This is not how the San Diego Padres would have preferred to draw up their first postseason series victory since 1998. They played three games against the St. Louis Cardinals and their starting pitchers threw a combined six innings. They used eight pitchers in a Game 1 loss, used nine pitchers in the wild 11-9 victory in Game 2, then used nine pitchers who combined for the series-clinching 4-0 shutout in Game 3.
We’ve never seen anything like this before. The Padres saw 78% of their innings come from the bullpen, with manager Jayce Tingler taking full advantage of his expanded 28-man playoff roster that included 14 pitchers. There had never been a combined nine-pitcher shutout in a nine-inning game in the regular season, but the Padres, with their two best starting pitchers injured and not on the active roster for this series, had planned for a bullpen game all along if the series went three games. What they hadn’t planned on were bullpen games in the first two contests after Chris Paddack and Zach Davies both got knocked out early.
So starting pitching is dead? No, not really. After all, it was just last postseason that the Washington Nationals won the World Series thanks to four dominant starters — and despite having the worst bullpen ERA in the majors. And you could argue that the key decision of the Padres-Cardinals series came in Game 2, when St. Louis manager Mike Shildt removed starter Adam Wainwright in the fourth inning with a 4-1 lead. Yes, the bases were loaded and the Cardinals got out of that inning allowing just one more run, but the quick hook forced Shildt to run through seven relievers, and eventually Genesis Cabrera couldn’t throw strikes, Giovanny Gallegos and Daniel Ponce de Leon allowed two home runs each, and his sixth and seventh relievers both allowed a run. Maybe that game turns out differently if Wainwright is allowed to pitch through that fourth-inning jam and is able to go deeper into the game.
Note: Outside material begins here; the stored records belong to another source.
PR #2600, opened 2022-02-11
[DAM analyzer] Produce unknown value for array access

sbomer:
And fix invocations of GetValueUsageInfo


vitek-karas:
@agocke - could you please review the part about `GetValueUsageInfo` - it has to do with Roslyn object model and I don't really understand the "why".

PR #2601, opened 2022-02-11
GetDisplayName uses definition's type parameter names instead of instance's

jtschuster:
Addresses https://github.com/dotnet/linker/issues/2573

Uses IMethodSymbol.OriginalDefinition to get the display name for reporting warnings in the analyzer

### DIFF
--- a/test/Mono.Linker.Tests.Cases/DataFlow/GenericParameterDataFlow.cs
+++ b/test/Mono.Linker.Tests.Cases/DataFlow/GenericParameterDataFlow.cs
@@ -766,9 +766,7 @@ namespace Mono.Linker.Tests.Cases.DataFlow
 
 		// Warn about calls to the static methods and the ctor on the RUC type:
 		[ExpectedWarning ("IL2026", "RUCTypeRequiresPublicFields<T>.StaticMethod", "message")]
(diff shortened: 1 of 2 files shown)


test/Mono.Linker.Tests.Cases/DataFlow/GenericParameterDataFlow.cs
```diff
@@ -766,9 +766,7 @@ static void TestNoWarningsInRUCMethod<T> ()
 
 		// Warn about calls to the static methods and the ctor on the RUC type:
 		[ExpectedWarning ("IL2026", "RUCTypeRequiresPublicFields<T>.StaticMethod", "message")]
-		[ExpectedWarning ("IL2026", "RUCTypeRequiresPublicFields<T>.StaticMethodRequiresPublicMethods<U>", "message", ProducedBy = ProducedBy.Trimmer)]
-		// https://github.com/dotnet/linker/issues/2573
-		[ExpectedWarning ("IL2026", "RUCTypeRequiresPublicFields<T>.StaticMethodRequiresPublicMethods<T>", "message", ProducedBy = ProducedBy.Analyzer)]
+		[ExpectedWarning ("IL2026", "RUCTypeRequiresPublicFields<T>.StaticMethodRequiresPublicMethods<U>", "message")]
```
sbomer, line 769: Here the generic type declaration happens to have the same name as the instantiation because both use `T` for the generic parameter name. Would you mind adding another test where the type is instantiated over something other than `T`?

sbomer (approved):
Thank you!

PR #2604, opened 2022-02-12
[DAM analyzer] Track null values

sbomer:
This tracks null values and adjusts the handling of null values in a
few intrinsics which either take structs that can never be null, or
don't return when the input is null.

MethodBodyScanner needed a small adjustment to correctly deal with the
case where an intrinsic returns TopValue.

Fixes https://github.com/dotnet/linker/issues/2528


vitek-karas (approved):
Thanks a lot for the fix.

PR #2610, opened 2022-02-15
Fix how test find the ref pack to compile test cases against

vitek-karas:
With latest VS we get a 6.0.2 runtime but only 6.0.1 ref pack. The tests so far expected to use the exact same version, but there's no hard rule that it will be the case.

Change the algorithm to search for highest available major.minor.* ref pack if the matching one doesn't exist.

### DIFF
--- a/test/Mono.Linker.Tests/TestCasesRunner/TestCaseCompilationMetadataProvider.cs
+++ b/test/Mono.Linker.Tests/TestCasesRunner/TestCaseCompilationMetadataProvider.cs
@@ -111,7 +111,27 @@ namespace Mono.Linker.Tests.TestCasesRunner
 			string runtimeDir = Path.GetDirectoryName (typeof (object).Assembly.Location);
 			string ncaVersion = Path.GetFileName (runtimeDir);
 			var dotnetDir = Path.GetDirectoryName (Path.GetDirectoryName (Path.GetDirectoryName (runtimeDir)));
-			return Path.Combine (dotnetDir, "packs", "Microsoft.NETCore.App.Ref", ncaVersion, "ref", PathUtilities.TFMDirectoryName);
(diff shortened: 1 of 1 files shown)


vitek-karas:
Without this fix it's tedious to run tests on Windows. It requires using the `.\eng\dotnet.ps1 test ...` command to force the usage of the repo-local SDK/runtime (which is 6.0.0 so doesn't have this problem). Running tests from VS would require a custom environment to force VS to use the repo-local runtime as well.

vitek-karas:
I'm going to merge this to unblock local development. Please leave any feedback you might have and I'll fix it in a subsequent PR.

marek-safar:
This is surprising. Are you sure the ref pack can lag and is it only at the minor version?

vitek-karas:
I don't see a reason why they would need to be in sync. If the runtime ships a patch for functionality, but no impact on public API, then there's no reason to release a new ref pack. I coded it for patch version only because that feels very safe (the public API surface should barely change in patch releases, and it's good enough for our tests). Technically it could be made for both minor and patch, but then there's higher risk of discrepancies in the API surfaces.

tlakollo:
@jtschuster was having trouble with this, we though it was a bad install or similar. Thanks for fixing it! Changes look good to me :D

marek-safar:
> I don't see a reason why they would need to be in sync.

In theory yes but there is usually some ref pack change as well like https://github.com/dotnet/runtime/pull/62859

vitek-karas:
I'm trying to ask some other people about this - apparently it happened to me and Jakson through VS update, but it didn't happen to Andy who installed it manually - so there's something fishy.

I still think it's a good idea to keep this code in the linker as it makes the tests robust to these kind of changes - and I don't see anything wrong with it in the first place.

vitek-karas:
Thanks @MichalStrehovsky for the link - my problem is kind of the opposite (I'm missing the new ref pack, but have the old one), but I guess it's the same underlying problem.

PR #2616, opened 2022-02-15
Suppressing analyzer for compiler generated methods

### LINKED ISSUE #2587: [DAM analyzer] don't produce dataflow warnings for compiler-generated code
This issue tracks temporarily disabling dataflow warnings in the analyzer for compiler-generated code, until the linker better understands compiler-generated code.

Because the linker sees compiler-generated code for lambdas/iterators/async/local functions, it produces different dataflow warnings than those naturally produced by the analyzer. In particular, parameters and locals which are lifted to fields of state machines will show up as IL2077, whereas the linker will produce IL2066 for parameters.

Until the linker is fixed to produce the correct warnings for compiler-generated code, we would like the analyzer not to produce any warnings for these patterns. (This seems better than the alternative of producing slightly different warning codes for the same pattern, which would create usability issues - people would add annotations according to the analyzer warnings, but would get a completely different set when actually linking).

LakshanF:
Fixes #2587. This fix is temporary until we fix the linker.

- #2561 impacts the local functions and lambda data flow analysis
- The fix is sub-optimal in going through all the `IOperations `in a method to detect candidates for compiler generated code (other than async)
- Roslyn should expose `IsIterator `as a public API, which is a feature [request ](https://github.com/dotnet/roslyn/issues/20179)currently.

### DIFF
--- a/src/ILLink.RoslynAnalyzer/DynamicallyAccessedMembersAnalyzer.cs
+++ b/src/ILLink.RoslynAnalyzer/DynamicallyAccessedMembersAnalyzer.cs
@@ -16,6 +16,7 @@ using Microsoft.CodeAnalysis.CSharp;
 using Microsoft.CodeAnalysis.CSharp.Syntax;
 using Microsoft.CodeAnalysis.Diagnostics;
 using Microsoft.CodeAnalysis.FlowAnalysis;
+using Microsoft.CodeAnalysis.Operations;
 
 namespace ILLink.RoslynAnalyzer
 {
@@ -64,6 +65,32 @@ namespace ILLink.RoslynAnalyzer
 				context.RegisterOperationBlockAction (context => {
 					if (context.OwningSymbol.IsInRequiresUnreferencedCodeAttributeScope ())
 						return;
+
+					// See https://github.com/dotnet/linker/issues/2587
+					// Need to punt on handling compiler generated methods until the linker is fixed
+					// async is handled here and the rest are handled just below
+					// iterators could be handled here once https://github.com/dotnet/roslyn/issues/20179 is fixed
+					if (context.OwningSymbol is IMethodSymbol methodSymbol && methodSymbol.IsAsync) {
+						return;
+					}
+
+					// Sub optimal way to handle analyzer not to generate warnings until the linker is fixed
+					// Iterators, local functions and lambdas are handled 
+					bool doNotHandleThisMethod = false;
+					foreach (IOperation blockOperation in context.OperationBlocks) {
+						if (blockOperation is IBlockOperation blocks) {
+							foreach (IOperation operation in blocks.Operations) {
+								if (operation.Kind == OperationKind.AnonymousFunction ||
+								operation.Kind == OperationKind.LocalFunction ||
+								operation.Kind == OperationKind.YieldBreak ||
+								operation.Kind == OperationKind.YieldReturn)
+									doNotHandleThisMethod = true;
+							}
+						}
+					}
+					if (doNotHandleThisMethod)
+						return;
+
 
 					foreach (var operationBlock in context.OperationBlocks) {
 						ControlFlowGraph cfg = context.GetControlFlowGraph (operationBlock);
--- a/src/ILLink.RoslynAnalyzer/DynamicallyAccessedMembersAnalyzer.cs
+++ b/src/ILLink.RoslynAnalyzer/DynamicallyAccessedMembersAnalyzer.cs
@@ -76,7 +76,6 @@ namespace ILLink.RoslynAnalyzer
 
 					// Sub optimal way to handle analyzer not to generate warnings until the linker is fixed
 					// Iterators, local functions and lambdas are handled 
-					bool doNotHandleThisMethod = false;
 					foreach (IOperation blockOperation in context.OperationBlocks) {
 						if (blockOperation is IBlockOperation blocks) {
 							foreach (IOperation operation in blocks.Operations) {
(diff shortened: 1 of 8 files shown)


test/Mono.Linker.Tests.Cases/Warnings/WarningSuppression/SuppressWarningsInCompilerGeneratedCode.cs
```diff
@@ -45,7 +45,8 @@ static IEnumerable<int> TestReflectionAccessRUCMethod ()
 			static IEnumerable<int> TestLdftnOnRUCMethod ()
 			{
 				yield return 0;
-				var _ = new Action (RequiresUnreferencedCodeMethod);
+				var a = new Action (RequiresUnreferencedCodeMethod);
```
tlakollo, line 48: Maybe we can create an additional test with the discard, analyzer handles it in a particular way. It would be interesting to have a test case with a discard for later

test/Mono.Linker.Tests.Cases/Warnings/WarningSuppression/SuppressWarningsInCompilerGeneratedCode.cs
```diff
@@ -302,7 +304,7 @@ static void TestSuppressionOnLocalFunction ()
 				LocalFunction ();
 
 				[UnconditionalSuppressMessage ("Test", "IL2026")] // This supresses the RequiresUnreferencedCodeMethod
-				void LocalFunction (Type unknownType = null)
+				void LocalFunction (/**Type unknownType = null**/)
```
tlakollo, line 307: Nit: is this comment needed?

test/Mono.Linker.Tests.Cases/Warnings/WarningSuppression/SuppressWarningsInCompilerGeneratedCode.cs
```diff
@@ -344,55 +348,62 @@ class SuppressInLambda
 		{
 			// Suppression currently doesn't propagate to local functions
 
-			[ExpectedWarning ("IL2026", CompilerGeneratedCode = true)]
+			[ExpectedWarning ("IL2026", CompilerGeneratedCode = true, ProducedBy = ProducedBy.Trimmer)]
```
tlakollo, line 351: I'm puzzled by this one, here the warning should be produced by the RequiresAnalyzerBase/RequiresUnreferencedCodeAnalyzer not having to do anything with the change in the dataflow analyzer. I'm not certain why this stopped warning. Seems more related to the discard operation change than the dataflow change.

src/ILLink.RoslynAnalyzer/DynamicallyAccessedMembersAnalyzer.cs
```diff
@@ -65,6 +66,32 @@ public override void Initialize (AnalysisContext context)
...
+					// Iterators, local functions and lambdas are handled 
+					bool doNotHandleThisMethod = false;
+					foreach (IOperation blockOperation in context.OperationBlocks) {
+						if (blockOperation is IBlockOperation blocks) {
+							foreach (IOperation operation in blocks.Operations) {
+								if (operation.Kind == OperationKind.AnonymousFunction ||
+								operation.Kind == OperationKind.LocalFunction ||
+								operation.Kind == OperationKind.YieldBreak ||
+								operation.Kind == OperationKind.YieldReturn)
+									doNotHandleThisMethod = true;
```
vitek-karas, line 87: Why not just `return`?

test/Mono.Linker.Tests.Cases/Warnings/WarningSuppression/SuppressWarningsInCompilerGeneratedCode.cs
```diff
@@ -344,55 +348,62 @@ class SuppressInLambda
...
 			[UnconditionalSuppressMessage ("Test", "IL2026")]
 			static void TestCallRUCMethod ()
 			{
-				Action _ = () => RequiresUnreferencedCodeMethod ();
+				Action a = () => RequiresUnreferencedCodeMethod ();
+				a ();
```
vitek-karas, line 356: Why do we need this change?

src/ILLink.RoslynAnalyzer/DynamicallyAccessedMembersAnalyzer.cs
LakshanF: Oops

test/Mono.Linker.Tests.Cases/Warnings/WarningSuppression/SuppressWarningsInCompilerGeneratedCode.cs
LakshanF: The analyzer doesn't produce a warning since there is an `UnconditionalSuppressMessage `attribute on that method

test/Mono.Linker.Tests.Cases/Warnings/WarningSuppression/SuppressWarningsInCompilerGeneratedCode.cs
LakshanF: I used this in testing to see if there is a difference when the action is invoked (there wasn't) and forgot to remove it

test/Mono.Linker.Tests.Cases/Warnings/WarningSuppression/SuppressWarningsInCompilerGeneratedCode.cs
LakshanF: I forgot to revert testing changes

test/Mono.Linker.Tests.Cases/Warnings/WarningSuppression/SuppressWarningsInCompilerGeneratedCode.cs
tlakollo: Then the question reversed, dataflow will not do anything with the call AFAIK. The dataflow only produces IL2026 when using the binder and this is not the case, why it was warning before? Do we have a problem with the testing infra?

PR #2617, opened 2022-02-16
Comment out extra warnings coming from DAM Analyzer

jtschuster:
Comments out all warnings related to the DAM Analyzer that the analyzer produced but the linker does not. @LakshanF is working on disabling the analyzer in these scenarios and this should pass tests once merged with his changes.

I left alone places where the linker and analyzer produce the same warnings with different formatting, or where the analyzer warns on the associated symbol and the linker warns on the getter/setter.

- [x] TestFromTypeGetTypeOverConstant: this one is interesting Type.GetType() intrinsic should be disabled and therefore not sure why it warns
  - Resolved by https://github.com/dotnet/linker/pull/2627
- [x] AssemblyQualifiedNameDataflow/ComplexTypeHanlding 
  - Resolved by https://github.com/dotnet/linker/pull/2600 once is merged
- [x] ExceptionalDataFlow differences are not going to be addressed. The analyzer does it right and we will leave it like that till the linker catches up
  - By Design for now
- [x] Backward branches analysis differences are also not going to be addressed. The analyzer does it right and we will leave it like that
  - By Design for now
  - Related linker bug https://github.com/dotnet/linker/issues/2624
- [x] We might have to do some work into the backing field for properties. It has not been handled
  - Mostly By Design (forever) - updated comments in tests with https://github.com/dotnet/linker/pull/2630
  - One missing bit in analyzer - https://github.com/dotnet/linker/issues/2628
- [x] Not supporting ExpectedWarning in top-level statements in the analyzer infra is not going to be addressed for now, so it's ok to leave the expected warnings
  - By Design for now


tlakollo:
So from this list, I see:
- TestFromTypeGetTypeOverConstant: this one is interesting Type.GetType() intrinsic should be disabled and therefore not sure why it warns
- AssemblyQualifiedNameDataflow/ComplexTypeHanlding tests should be fixed with https://github.com/dotnet/linker/pull/2600 once is merged
- ExceptionalDataFlow differences are not going to be addressed. The analyzer does it right and we will leave it like that till the linker catches up
- Backward branches analysis differences are also not going to be addressed. The analyzer does it right and we will leave it like that
- We might have to do some work into the backing field for properties. It has not been handled
- Not supporting ExpectedWarning in top-level statements in the analyzer infra is not going to be addressed for now, so it's ok to leave the expected warnings

Actually, the things that Lakshan is fixing is not covered in the [ExpectedWarning] scenario, the testing file had suppressions and therefore the fix was to comment on the suppression
```
// [UnconditionalSuppressMessage ("Analyzer only sees the method parameter from the source file", "IL2067")]
[UnconditionalSuppressMessage ("Linker sees the compiler generated property", "IL2077")]
``` 
See: https://github.com/dotnet/linker/pull/2616

jtschuster:
I don't see anything unaddressed either. Closing this PR.

PR #2621, opened 2022-02-16
Update docs code for IL2078

jtschuster:
Docs for this error code looked wrong, but I might be misunderstanding.


jtschuster:
Should we even keep documentation for error codes or linker usage in this repo anymore, or just link to the [dotnet/docs](https://github.com/dotnet/docs) repo? I feel like we should have a single source of information or else they might diverge.

vitek-karas (approved):

vitek-karas:
If all of this information is already up on the docs - then I agree, we should only maintain that one.

PR #2623, opened 2022-02-16
Add check for pointer types in IsComInterop

jtschuster:
Fixes issue https://github.com/dotnet/linker/issues/2622. Pointer type `ISymbol`s return null for ContainingNamespace, so it would throw when it came across a pointer type. This adds a check in `IsCOMInterop` to check if the sybol is an `IPointerTypeSymbol` and returns true if it is.


test/ILLink.RoslynAnalyzer.Tests/ComAnalyzerTests.cs
```diff
@@ -0,0 +1,49 @@
...
+
+    static void Main()
+    {
+        unsafe
+        {
+            WhateverName(null);
+        }
+    }
+}";
+			return VerifyComAnalyzer (TargetParameterWithAnnotations,
```
tlakollo, line 43: Im wondering if it would be better to have it as a shared test with linker. Maybe inside [test](https://github.com/dotnet/linker/blob/a372828948529c86f3ec02db9ddd9ce7ce1d8b06/test/Mono.Linker.Tests.Cases/Interop/PInvoke/Warnings/ComPInvokeWarning.cs)?

vitek-karas: Yes - pleas add this a shared test.

vitek-karas (approved):
I like it.

tlakollo (approved):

The bullpen strategy worked for the Padres for a couple of reasons: They have a lot of really good arms down there, and they pitched well. It’s amazing how smart a manager can look when the players perform. Give Padres general manager A.J. Preller credit for adding bullpen depth at the trade deadline as well. Two of Friday’s pitchers were acquired in trades: slider specialist Austin Adams came over along with catcher Austin Nola from the Mariners; closer Trevor Rosenthal came over from the Royals.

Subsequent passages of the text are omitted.